The COX6A2 gene is located on chromosome 16 and encodes a 97-amino acid polypeptide. The gene can be divided into three parts. Moreover, Bachman et al. (1997) identified a transcription factor binding site in the COX6AH promoter region. They also found a flanking 5-prime COX6AH.
The exosomal COX6A2 level is correlated with symptom severity in patients with Psy-D. In addition, patients with Psy-D have an inverse correlation between their exosomal and severity levels of symptoms. It is important to keep in mind that the two genes may not be related. It is possible that there is a correlation between these markers.
Researchers have discovered a biomarker for schizophrenia. This marker can identify patients with schizophrenia by detecting changes in miR-137 and COX6A2. These markers correlate with the severity of clinical symptoms as well cognitive deficits and functional abilities in daily life. Researchers hope that this biomarker can help them better understand schizophrenia. The first step in finding a reliable biomarker of psychosis is to understand the neurobiology of COX6A2.

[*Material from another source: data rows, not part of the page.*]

Issue #11537, opened 2021-08-11
Sharing shortcuts for Signal conversations do not show up in the Android Sharesheet


nielthiart:
- [x] I have searched open and closed issues for duplicates
- [x] I am submitting a bug report for existing functionality that does not work as intended
- [ ] I have read https://github.com/signalapp/Signal-Android/wiki/Submitting-useful-bug-reports
- [x] This isn't a feature request or a discussion topic

----------------------------------------

#### Bug description
Signal is by far my most used messaging app, but it never shows up on [Android Sharesheet](https://developer.android.com/training/sharing/send#why-to-use-system-sharesheet) on my phone.

Nor does it show up for these users:
- https://www.reddit.com/r/signal/comments/obavzq/direct_share_not_working/
- https://www.reddit.com/r/signal/comments/khb3r4/signal_why_dont_you_support_androidios_share/
- https://www.reddit.com/r/signal/comments/o4ctkv/top_contacts_not_suggested_by_android_when_doing/
- https://community.signalusers.org/t/support-new-android-share-drawer/15527

I think this happens because Signal does not declare a share target.

### Steps to reproduce

- Install Signal as the only messaging app and send a message to any contact.
- Open a different app on the phone and share a photo.
- You should see the Android Sharesheet

**Actual result:** No Signal Shortcuts among the four suggested share targets.
**Expected result:** Signal shortcuts among the suggested share targets.

### Device info

Model: LM-G710EM
Android Version: 10
SDK Version: 29
Signal version: 5.19.4

### Proposed fix

1.  [Declare a share target](https://developer.android.com/training/sharing/receive#declare-share-target)
    ```
    <?xml version="1.0" encoding="utf-8"?>
    <shortcuts xmlns:android="http://schemas.android.com/apk/res/android">
        <share-target android:targetClass="org.thoughtcrime.securesms.sharing.ShareActivity">
            <data android:mimeType="*/*" />
            <category android:name="org.thoughtcrime.securesms.sharing.CATEGORY_SHARE_TARGET" />
        </share-target>
    </shortcuts>
    ```

2.  When either `android.intent.action.SEND` or `android.intent.action.SEND_MULTIPLE` creates `org.thoughtcrime.securesms.sharing.ShareActivity`, before initiating the search/chooser interface, check for the following extra intent field and handle a direct share immediately if it is present: `EXTRA_SHORTCUT_ID`.

[...]

PR #11539, opened 2021-08-11
Fix Signal Direct Share Shortcuts not appearing in Android Sharesheet

nielthiart:
1.  [Declare a share target](https://developer.android.com/training/sharing/receive#declare-share-target)

2.  In `org.thoughtcrime.securesms.sharing.ShareActivity`, before initiating the search/chooser interface, check for the following extra intent field and handle a direct share immediately if it is present: `EXTRA_SHORTCUT_ID`.

    Since a direct share action does not include intent as originally added when building the dynamic shortcut, we need to find the shortcut and get extra fields (threadId, distributionType) from the shortcut.

3.  If direct share fails, show search/chooser UI as before.

### Contributor checklist

 * LM-G710EM, Android 10
 * Virtual device Nexus 5X, Android 11

----------

### Description

Signal does not show up on Android Sharesheet, because it:
1. does not declare a [share target](https://developer.android.com/training/sharing/receive#declare-share-target),
2. does not handle androidx.core.content.pm.ShortcutManagerCompat.EXTRA_SHORTCUT_ID at all, and
3. relies on the original shortcut intent when it isn't present on direct share.

This pull request intends to fix these three issues.

### DIFF
--- a/app/src/main/java/org/thoughtcrime/securesms/sharing/ShareActivity.java
+++ b/app/src/main/java/org/thoughtcrime/securesms/sharing/ShareActivity.java
@@ -283,7 +283,7 @@ public class ShareActivity extends PassphraseRequiredActivity
    * @param extraShortcutId EXTRA_SHORTCUT_ID string as included in direct share intent
    * @return shortcut extras or null
    */
-  @Nullable private Bundle getShortcutExtrasFor(@NonNull String extraShortcutId) {
+  private @Nullable Bundle getShortcutExtrasFor(@NonNull String extraShortcutId) {
     List<ShortcutInfoCompat> shortcuts = ShortcutManagerCompat.getDynamicShortcuts(this);
     for (ShortcutInfoCompat shortcutInfo : shortcuts) {
       if (extraShortcutId.equals(shortcutInfo.getId())) {
--- a/app/src/main/java/org/thoughtcrime/securesms/sharing/ShareActivity.java
+++ b/app/src/main/java/org/thoughtcrime/securesms/sharing/ShareActivity.java
@@ -287,6 +287,7 @@ public class ShareActivity extends PassphraseRequiredActivity
    * @param extraShortcutId EXTRA_SHORTCUT_ID String as included in direct share intent
    * @return shortcutExtras or null
    */
+  @WorkerThread
   private @Nullable Bundle getDirectShareExtras(@NonNull String extraShortcutId) {
     Bundle shortcutExtras = getShortcutExtrasFor(extraShortcutId);
     if (shortcutExtras == null) {
@@ -301,6 +302,7 @@ public class ShareActivity extends PassphraseRequiredActivity
    * @param extraShortcutId EXTRA_SHORTCUT_ID String as included in direct share intent
    * @return shortcutExtras or null
    */
+  @WorkerThread
   private @Nullable Bundle getShortcutExtrasFor(@NonNull String extraShortcutId) {
     List<ShortcutInfoCompat> shortcuts = ShortcutManagerCompat.getDynamicShortcuts(this);
     for (ShortcutInfoCompat shortcutInfo : shortcuts) {
@@ -314,6 +316,7 @@ public class ShareActivity extends PassphraseRequiredActivity
   /**
    * @param extraShortcutId EXTRA_SHORTCUT_ID string as included in direct share intent
    */
+  @WorkerThread
   private @Nullable Bundle createExtrasFromExtraShortcutId(@NonNull String extraShortcutId) {
     Bundle      extras           = new Bundle();
     RecipientId recipientId      = ConversationUtil.getRecipientId(extraShortcutId);
--- a/app/src/main/java/org/thoughtcrime/securesms/sharing/ShareActivity.java
+++ b/app/src/main/java/org/thoughtcrime/securesms/sharing/ShareActivity.java
@@ -428,7 +428,7 @@ public class ShareActivity extends PassphraseRequiredActivity
 
   private void handleDirectShare() {
     Intent      intent           = getIntent();
-    String extra_shortcut_id     = intent.getStringExtra(ShortcutManagerCompat.EXTRA_SHORTCUT_ID);
+    String      extraShortcutId  = intent.getStringExtra(ShortcutManagerCompat.EXTRA_SHORTCUT_ID);
     long        threadId         = -1;
     int         distributionType = -1;
     RecipientId recipientId      = null;
@@ -436,9 +436,9 @@ public class ShareActivity extends PassphraseRequiredActivity
     List<ShortcutInfoCompat> shortcuts = ShortcutManagerCompat.getDynamicShortcuts(this);
 
     for (int a = 0, N = shortcuts.size(); a < N; a++) {
-      ShortcutInfoCompat shortcut_info = shortcuts.get(a);
-      if (extra_shortcut_id.equals(shortcut_info.getId())) {
-        Bundle extras = shortcut_info.getIntent().getExtras();
+      ShortcutInfoCompat shortcutInfo = shortcuts.get(a);
+      if (extraShortcutId.equals(shortcutInfo.getId())) {
+        Bundle extras = shortcutInfo.getIntent().getExtras();
         recipientId = RecipientId.from(extras.getString(EXTRA_RECIPIENT_ID, null));
         threadId = extras.getLong(EXTRA_THREAD_ID, -1);
         distributionType = extras.getInt(EXTRA_DISTRIBUTION_TYPE, -1);
--- a/app/src/main/java/org/thoughtcrime/securesms/sharing/ShareActivity.java
+++ b/app/src/main/java/org/thoughtcrime/securesms/sharing/ShareActivity.java
@@ -55,6 +55,7 @@ import org.thoughtcrime.securesms.mediasend.MediaSendActivity;
 import org.thoughtcrime.securesms.recipients.Recipient;
 import org.thoughtcrime.securesms.recipients.RecipientId;
 import org.thoughtcrime.securesms.sharing.interstitial.ShareInterstitialActivity;
+import org.thoughtcrime.securesms.util.ConversationUtil;
 import org.thoughtcrime.securesms.util.DynamicLanguage;
 import org.thoughtcrime.securesms.util.DynamicNoActionBarTheme;
 import org.thoughtcrime.securesms.util.DynamicTheme;
@@ -277,8 +278,7 @@ public class ShareActivity extends PassphraseRequiredActivity
   }
 
   /**
-   * Search for dynamic shortcut originally declared in
-   * {@link org.thoughtcrime.securesms.util.ConversationUtil} and return extras
+   * Search for dynamic shortcut originally declared in {@link ConversationUtil} and return extras
    *
    * @param extraShortcutId EXTRA_SHORTCUT_ID string as included in direct share intent
    * @return shortcut extras or null
@@ -307,12 +307,15 @@ public class ShareActivity extends PassphraseRequiredActivity
    * @param extraShortcutId EXTRA_SHORTCUT_ID string as included in direct share intent
    */
   private void createShortcutIntentFromExtraShortcutId(@NonNull String extraShortcutId) {
-    RecipientId recipientId = RecipientId.from(extraShortcutId);
-    Long        threadId    = DatabaseFactory.getThreadDatabase(this).getThreadIdFor(recipientId);
+    RecipientId recipientId = ConversationUtil.getRecipientId(extraShortcutId);
+    Long        threadId    = null;
 
-    getIntent().putExtra(EXTRA_RECIPIENT_ID, recipientId);
-    getIntent().putExtra(EXTRA_THREAD_ID, threadId != null ? threadId : -1);
-    getIntent().putExtra(EXTRA_DISTRIBUTION_TYPE, ThreadDatabase.DistributionTypes.DEFAULT);
+    if (recipientId != null) {
+      threadId = DatabaseFactory.getThreadDatabase(this).getThreadIdFor(recipientId);
+      getIntent().putExtra(EXTRA_RECIPIENT_ID, recipientId.serialize());
+      getIntent().putExtra(EXTRA_THREAD_ID, threadId != null ? threadId : -1);
+      getIntent().putExtra(EXTRA_DISTRIBUTION_TYPE, ThreadDatabase.DistributionTypes.DEFAULT);
+    }
   }
 
   private void initializeToolbar() {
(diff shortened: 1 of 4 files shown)


app/src/main/java/org/thoughtcrime/securesms/sharing/ShareActivity.java
```diff
@@ -249,6 +252,21 @@ private void initializeIntent() {
       getIntent().putExtra(ContactSelectionListFragment.DISPLAY_MODE, mode);
     }
 
+    boolean isDirectShare = getIntent().hasExtra(ShortcutManagerCompat.EXTRA_SHORTCUT_ID);
+    boolean intentHasRecipient = getIntent().hasExtra(EXTRA_RECIPIENT_ID);
```
nielthiart, line 256: This check for `getIntent().hasExtra(EXTRA_RECIPIENT_ID)` might not be necessary, I couldn't find a valid path to get to this activity with this extra field set.

Android `ACTION_SEND` and `ACTION_SEND_MULTIPLE` only include on extra field we can use: `ShortcutManagerCompat.EXTRA_SHORTCUT_ID`

nielthiart:
I refactored my first change to app/src/main/java/org/thoughtcrime/securesms/sharing/ShareActivity.java to rather update only the `initializeIntent` method without changing any other existing methods.

Per Android docs [Receiving simple data from other apps](https://developer.android.com/training/sharing/receive#declare-share-target), Direct Share intent does not include the intent and extras we declared when adding dynamic shortcuts, we only get `EXTRA_SHORTCUT_ID`, which in Signal should be a 'recipientId'.

My last commit includes a fallback to create intent incase the shortcuts have changed before we handle direct share.

Fixes #11537

app/src/main/java/org/thoughtcrime/securesms/sharing/ShareActivity.java
alex-signal, line 256: Align `=`

app/src/main/java/org/thoughtcrime/securesms/sharing/ShareActivity.java
```diff
@@ -249,6 +252,21 @@ private void initializeIntent() {
...
+
+    if (isDirectShare && !intentHasRecipient) {
+      String extraShortcutId = getIntent().getStringExtra(ShortcutManagerCompat.EXTRA_SHORTCUT_ID);
+      Bundle shortcutExtras = getShortcutExtrasFor(extraShortcutId);
```
alex-signal, line 260: align `=`

app/src/main/java/org/thoughtcrime/securesms/sharing/ShareActivity.java
alex-signal: There might be a path via the media preview activity's forward action. We are moving away from using ShareActivity for internal message forwarding from ConversationActivity.

app/src/main/java/org/thoughtcrime/securesms/sharing/ShareActivity.java
```diff
@@ -249,6 +252,21 @@ private void initializeIntent() {
...
+
+      if (shortcutExtras != null) {
+        moveShortcutExtrasToIntent(shortcutExtras);
+      } else {
+        // In case the shortcut no longer exists, fallback to creating intent
```
alex-signal, line 265: No need to leave comments around like this :)

app/src/main/java/org/thoughtcrime/securesms/sharing/ShareActivity.java
```diff
@@ -259,6 +277,53 @@ private void initializeIntent() {
...
+   * Search for dynamic shortcut originally declared in
+   * {@link org.thoughtcrime.securesms.util.ConversationUtil} and return extras if the shortcut
+   * is found, else return null.
+   *
+   * @param extraShortcutId EXTRA_SHORTCUT_ID string as included in direct share intent
+   * @return shortcut extras or null
+   */
+  @Nullable private Bundle getShortcutExtrasFor(@NonNull String extraShortcutId) {
+    List<ShortcutInfoCompat> shortcuts = ShortcutManagerCompat.getDynamicShortcuts(this);
+    for (int a = 0, N = shortcuts.size(); a < N; a++) {
```
alex-signal, line 290: This pattern isn't really used elsewhere in the app. Also, I believe you could just use a for-each loop here:

```
for (ShortcutInfoCompat shortcut : shortcuts) { ... }
```

alex-signal (changes requested):
Thanks for fixing this! A few review comments but looks pretty good otherwise.

app/src/main/java/org/thoughtcrime/securesms/sharing/ShareActivity.java
nielthiart: Thanks, updated in 559ef6a997ee73888812d36f7d7f145fb7597874

app/src/main/java/org/thoughtcrime/securesms/sharing/ShareActivity.java
nielthiart: Thanks, updated in 559ef6a997ee73888812d36f7d7f145fb7597874

app/src/main/java/org/thoughtcrime/securesms/sharing/ShareActivity.java
nielthiart: This is so much simpler, thanks! Fixed in 39d5db1a9e6dd6ab0549b2cd6a2b144ee06c9836

app/src/main/java/org/thoughtcrime/securesms/sharing/ShareActivity.java
nielthiart: Aligned in 559ef6a997ee73888812d36f7d7f145fb7597874

nielthiart:
Alex, thanks so much for the review. I don't write Java regularly, so if you have any other concerns about this pull request, please don't feel bad to point them out or change it completely - however trivial or big the feedback/change.

I guess there is some opportunity to encapsulate the direct share logic in its own class at some point, but I tried to keep this fix as small and simple as possible.

I've been using this branch for a few days on Android 10, and sharing screenshots/images with regular contacts really is much easier now.

Assumptions I made when responding to your previous requests:

- We don't need comments that only repeat what the method name implies.
- Assignments in different but adjacent code blocks have their own alignment, for example the variable names and `=` in these lines: https://github.com/signalapp/Signal-Android/blob/559ef6a997ee73888812d36f7d7f145fb7597874/app/src/main/java/org/thoughtcrime/securesms/sharing/ShareActivity.java#L255-L260
- Since these are small requests, I marked them as resolved - not sure about the preferred workflow there.

Thanks again!

app/src/main/java/org/thoughtcrime/securesms/sharing/ShareActivity.java
```diff
@@ -259,6 +277,47 @@ private void initializeIntent() {
     getIntent().putExtra(ContactSelectionListFragment.RV_PADDING_BOTTOM, ViewUtil.dpToPx(48));
   }
 
+  /**
+   * Search for dynamic shortcut originally declared in {@link ConversationUtil} and return extras
+   *
+   * @param extraShortcutId EXTRA_SHORTCUT_ID string as included in direct share intent
+   * @return shortcut extras or null
+   */
+  @Nullable private Bundle getShortcutExtrasFor(@NonNull String extraShortcutId) {
```
alex-signal, line 286: Signal style is:

```
<override annotation>
<access modifier> <nullability annotation> <return type> <method name>(<params>) { ...
```

So this should be adjusted to `private @Nullable Bundle`

app/src/main/java/org/thoughtcrime/securesms/sharing/ShareActivity.java
```diff
@@ -259,6 +277,47 @@ private void initializeIntent() {
...
+
+  /**
+   * @param extraShortcutId EXTRA_SHORTCUT_ID string as included in direct share intent
+   */
+  private void createShortcutIntentFromExtraShortcutId(@NonNull String extraShortcutId) {
+    RecipientId recipientId = ConversationUtil.getRecipientId(extraShortcutId);
+    Long        threadId    = null;
+
+    if (recipientId != null) {
+      threadId = DatabaseFactory.getThreadDatabase(this).getThreadIdFor(recipientId);
```
alex-signal, line 314: This is an issue. We shouldn't ever access the database (or do any other sort of IO) on the main thread.

Proposed solution here is to use `SimpleTask`:

```
SimpleTask.run(
    getLifecycle(), 
    () -> DatabaseFactory.getThreadDatabase(this).getThreadIdFor(recipientId), 
    threadId -> { ... }
)    
```

This may have other implications as well. I believe it means that `handleDestination` will need to be invoked in the 3rd argument (foreground task) of the `SimpleTask`, instead of in `onCreate` (in the case of this method being invoked).

There's then an argument for UI treatment since we're offloading work, but it should return fast enough that it shouldn't make a difference. We're just very antsy about anything that could cause an ANR (like accessing a database from the main thread)

alex-signal (changes requested):
No problem :) I realize that Signal has some oddities when it comes to how we format our code. There's just one issue now, since it appears the code changes will access the database on the main thread, which we cannot do (since it can slow down the user experience, cause ANRs, and is generally just not a good practice).

app/src/main/java/org/thoughtcrime/securesms/sharing/ShareActivity.java
nielthiart: Thanks, moving IO off the main thread makes complete sense. I'd like to fix this.

1. Should I move IO off the main thread first and then treat fixing the UI as a completely separate issue (outside this pull request)?
2. Does the call to Android's `ShortcutManagerCompat.getDynamicShortcuts()` in `getShortcutExtrasFor` not also potentially block on the main thread?

Regarding UI - at the moment we initialize search before `handleDestination`, so there is already a flash of the search UI before we call `ConversationActivity`, which flashes the conversation view, before we call `MediaSendActivity`. I initially checked for direct share first, before falling back to search if necessary, but in the end I decided to keep my update small because I'm not that familiar with the codebase.

app/src/main/java/org/thoughtcrime/securesms/sharing/ShareActivity.java
nielthiart: Thanks, fixed in https://github.com/signalapp/Signal-Android/pull/11539/commits/2d0ac4f4ddfd1fd2610cc5be80c98f7c88996f80

app/src/main/java/org/thoughtcrime/securesms/sharing/ShareActivity.java
alex-signal: > Does the call to Android's ShortcutManagerCompat.getDynamicShortcuts() in getShortcutExtrasFor not also potentially block on the main thread?

It should be done off-thread as well, yeah. Good catch!

> Should I move IO off the main thread first and then treat fixing the UI as a completely separate issue (outside this pull request)?

Let's not worry about UI, and focus on getting these calls off the main thread.

nielthiart: Blocking call handling updated in https://github.com/signalapp/Signal-Android/pull/11539/commits/a6a57e0de87785165e5bf5b9dc86c5c556bcef43

I moved all Direct Share handling to a dedicated method, and call this in onResume so that we have lifecycle for SimpleTask.

handleDestination is only called when the necessary intent is present, so has been simplified.

I tested these changes on Android 10 only, but I haven't included any new external calls.

I'm not sure I'm going in the right direction with this, feedback welcomed. Thanks for the patience and hints here.

app/src/main/java/org/thoughtcrime/securesms/sharing/ShareActivity.java
```diff
@@ -259,6 +263,83 @@ private void initializeIntent() {
...
+        return shortcutInfo.getIntent().getExtras();
+      }
+    }
+    return null;
+  }
+
+  /**
+   * @param extraShortcutId EXTRA_SHORTCUT_ID string as included in direct share intent
+   */
+  private @Nullable Bundle createExtrasFromExtraShortcutId(@NonNull String extraShortcutId) {
```
alex-signal, line 317:
```suggestion
  @WorkerThread
  private @Nullable Bundle createExtrasFromExtraShortcutId(@NonNull String extraShortcutId) {
```

app/src/main/java/org/thoughtcrime/securesms/sharing/ShareActivity.java
```diff
@@ -259,6 +263,83 @@ private void initializeIntent() {
...
+          }
+      );
+    }
+  }
+
+  /**
+   * @param extraShortcutId EXTRA_SHORTCUT_ID String as included in direct share intent
+   * @return shortcutExtras or null
+   */
+  private @Nullable Bundle getDirectShareExtras(@NonNull String extraShortcutId) {
```
alex-signal, line 290:
```suggestion
  @WorkerThread
  private @Nullable Bundle getDirectShareExtras(@NonNull String extraShortcutId) {
```

app/src/main/java/org/thoughtcrime/securesms/sharing/ShareActivity.java
```diff
@@ -259,6 +263,83 @@ private void initializeIntent() {
...
+    return shortcutExtras;
+  }
+
+  /**
+   * Search for dynamic shortcut originally declared in {@link ConversationUtil} and return extras
+   *
+   * @param extraShortcutId EXTRA_SHORTCUT_ID String as included in direct share intent
+   * @return shortcutExtras or null
+   */
+  private @Nullable Bundle getShortcutExtrasFor(@NonNull String extraShortcutId) {
```
alex-signal, line 304:
```suggestion
  @WorkerThread
  private @Nullable Bundle getShortcutExtrasFor(@NonNull String extraShortcutId) {
```

alex-signal (changes requested):
A few annotations I'd like added just to call these methods out, then it should be all good.

app/src/main/java/org/thoughtcrime/securesms/sharing/ShareActivity.java
alex-signal: > I'm not sure I'm going in the right direction with this, feedback welcomed. Thanks for the patience and hints here.

If we want to get technical and proper, this call would get routed through the view model to a repository. However, this particular activity already has calls elsewhere that do offthread work from within this class, and I'd really rather get it in and into the hands of users (because it's an important change) rather than bikeshed :)

nielthiart:
Thanks for the reviews and your help in getting this done.

alex-signal:
Thank you!

Thanks for sticking through it! This should go out in a build soon.

alex-signal:
This will go out in 5.21.2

One study found that mice without the COX6A2 genes have a protective effect on obesity and other metabolic diseases. In addition, mice lacking the COX6A2 gene were protected from a high-fat diet-induced obesity. The study also revealed that mice lacking the COX6A2 gene also showed improved insulin resistance and decreased subcutaneous fat mass. The mice that did not have this gene were protected from obesity, diabetes, and other complications.
Interestingly, the gene Cox6a2 isn't expressed in the thermogenic adipose tissues. Its signals in SC WAT and mesenteric samples are derived from public studies. Moreover, the COX6A2 signal correlates with muscle markers, such as UCP1, in BAT and mesenteric samples. These results suggest that this unit may be responsible to weight gain in humans.

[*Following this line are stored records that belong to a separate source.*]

Issue #11573, opened 2021-08-28
Sending a text file changes its content


mgerlach-phys:
- [x] I have searched open and closed issues for duplicates
- [x] I am submitting a bug report for existing functionality that does not work as intended
- [x] I have read https://github.com/signalapp/Signal-Android/wiki/Submitting-useful-bug-reports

The COX6A2 mark has side effects that aren't seen in other COX6A2 mice. The gene may increase the risk of cardiovascular disease by increasing obesity. It could also play a significant role in glucose metabolism. However, further research is required to identify its exact mechanism. Side effects of COX6A2 mutants in humans may be more subtle and likely to be triggered from other metabolic disorders.
Complex IV of a respiratory chain contains the Cox6a2 protein. The loss of this protein increases ROS production and AMPK and PGC-1a activity in skeletal muscle. It also induces transcription of uncoupling proteins within skeletal muscle. This results in increased energy expenditure, enhanced thermogenesis and a change in the type of muscle fibers. These metabolic changes could also lead to insulin sensitization.
PMID: 1327966 by Fabrizi G.M., et al. Differential expression of genes specifying two isoforms of subunit VIa of human cytochrome c oxidase.
PMID: 9177785 by Bachman N.J., et al. Structure of the human gene (COX6A2) for the heart/muscle isoform of cytochrome c oxidase subunit VIa and its chromosomal location in humans, mice, and cattle.